<January 13, 2006 - 8.49pm>
and finally, i got something to say today… hmm… how am i supposed to start it ar…. …. okey… i’m feeling weird again.. like i used to felt when i 1st came to utar… again i felt leftover.. i actually felt this when i got to know that the gang that i used to hang out with went for an outing without me…. i know i wouldn’t join the trip also if they asked me, but… at least they should have asked… but no.. they didnt..
i know i might be too sensative… but.. but… how would u felt if u were me?? the gang that u tot was your best friend, went out kaikai without you.. and can u imagine that u are the only one that they didnt invite.. i’m sure that u think that something is wrong with u, rite?? and even worse when i got to know this thing from xin ying…
they dont used to "help" me like last time… coz last time they used to tell me wat time should i wait for them downstairs to go to school in the morning… that night i didnt received any sms from them, so i felt dun like to disturb them.. so i see the timetable myself… i actually tot i should have a class at 9.30am.. so i was sleeping when xin ying missed call me(a signal that the bus is coming).. den i sms her back asking "y are we going to school, so early? wasnt the class is at 9.30?" i was shocked when i received the reply said that the class is at 8.00am.. dang!~ my reaction was….. should i or should i not….
i know… when i reached school… qling dun even dare to speak to me anymore.. i know what was they thinking… they tot that i would ignore them coz of wat happened… but i tried to calm myself down and keep myself from blaming people.. i talked to myself that they are not the one responsible for my mistake.. i should be more responsible and alert about the classes… so i did talked to them… but they are still the same… although they talks to me, i just felt there are something different..
so i actually chatted online with li yin… i asked whether i can join her in any group assignment? she is nice to accept me.. coz i dun wan to end up like jeygan, dun hav a group till the last minute.. i know that qling, nowadays she is close to yu ming… i already know what’s on their mind… so i made my 1st step to move out from them, i joined the group wit li yin.. poor amy and paek kwan, i think that they tot that they will be in the same group as them.. but they was like "kicked" out from the group.. amy and paek kwan that used to hang around them got "kicked" out, how abt me? luckily i made my move…

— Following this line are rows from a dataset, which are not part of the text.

PR #327, opened 2026-07-05
refactor: tech-debt phase 3 — one gate-name parser, one enablement truth, named timeouts

ScienceIsNeato:
Phase 3 of the tech-debt audit: the config-unification arc that retires the divergence bug class, plus the agreed dogfood lead-in.

## 1. `GateRef` — one parser for `category:gate` (audit #4)
New `core/gate_config.py` hosts the single parser for the stringly-typed gate-name format. All **25+ ad-hoc `split(":", 1)` sites** across cli/core/doctor/reporting/migrations now go through it; a repo-wide grep confirms **zero remain**. Any future change to the naming scheme is one function.

## 2. One enablement truth — and it fixed another live divergence (audit #4)
`gate_enablement()` / `is_gate_enabled()` carry the executor's semantics (the implementation that decides what actually runs): `disabled_gates` → category-level `enabled: false` → gate-level explicit `false` → enabled. Executor, doctor preflight, and `sm config` all **delegate** now.

**The fix this surfaced:** preflight and `sm config` previously ignored a category-level `{"<category>": {"enabled": false}}` — reporting gates as enabled that the executor would skip. Same bug family as #310 and the Phase-1 preflight bug; regression tests pin both consumers.

**The deletion this justified:** `SlopmopConfig.is_gate_enabled` / `CategoryConfig.is_gate_enabled` had **zero production consumers** and defaulted to `enabled=False` — the *opposite* of the executor. Dead API with wrong semantics got deleted, not reconciled; a tombstone test blocks a rival API from reappearing.

## 3. Named timeout tiers (audit #10)
`checks/timeouts.py` defines six intent-named tiers (`PROBE_TIMEOUT` 5s → `EXHAUSTIVE_TASK_TIMEOUT` 900s). **61 literals across 28 gate files** migrated with **zero value changes** (exact-match only; the stray 10/15/180s literals are left for opportunistic normalization, documented in the module).

## 4. Dogfood exercises `project-install`
`action-dogfood.yml` now provisions the project venv through the action's own `project-install` input instead of a hand-rolled workflow step — so the v2 input added in action #6 is tested on every PR.

## Poetic footnote
Mid-commit, the `ambiguity-mines` gate blocked me for defining a second `_as_dict` with different semantics than an existing one — the tooling enforcing this PR's own thesis. Renamed to `_mapping_or_empty`.

Full suite: **3,386 green** (+14 gate_config tests), swab clean.

Unified gate parsing and enablement semantics, and standardized subprocess timeouts across the checks tree.

- Added `core/gate_config.py` with `GateRef`, `gate_enablement()`, and `is_gate_enabled()`.
- Replaced ad hoc `category:gate` splitting across core, CLI, doctor, migrations, reporting, and registry code.
- Removed legacy `is_gate_enabled` methods from config classes and added regression tests.
- Centralized timeout literals into `checks/timeouts.py` and migrated checks to the new named tiers without changing values.
- Updated dogfood workflow to use the action’s `project-install` v2 input.

### DIFF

as expected, they formed a group consists of the both best fren and 3 sarcastic guys.. dam, now i’m starting to hate the 3 buggers.. its not that they takeover my fren that i mind.. they can be whoever’s fren they like.. its their freedom.. i just dun like their mouth, sarcastic.. i really cannot stand them teasing me.. especially that elephant.. i’m trying my best not to talk to them as when i argue with those idiots, it will drag me down to their level and beat me with experience..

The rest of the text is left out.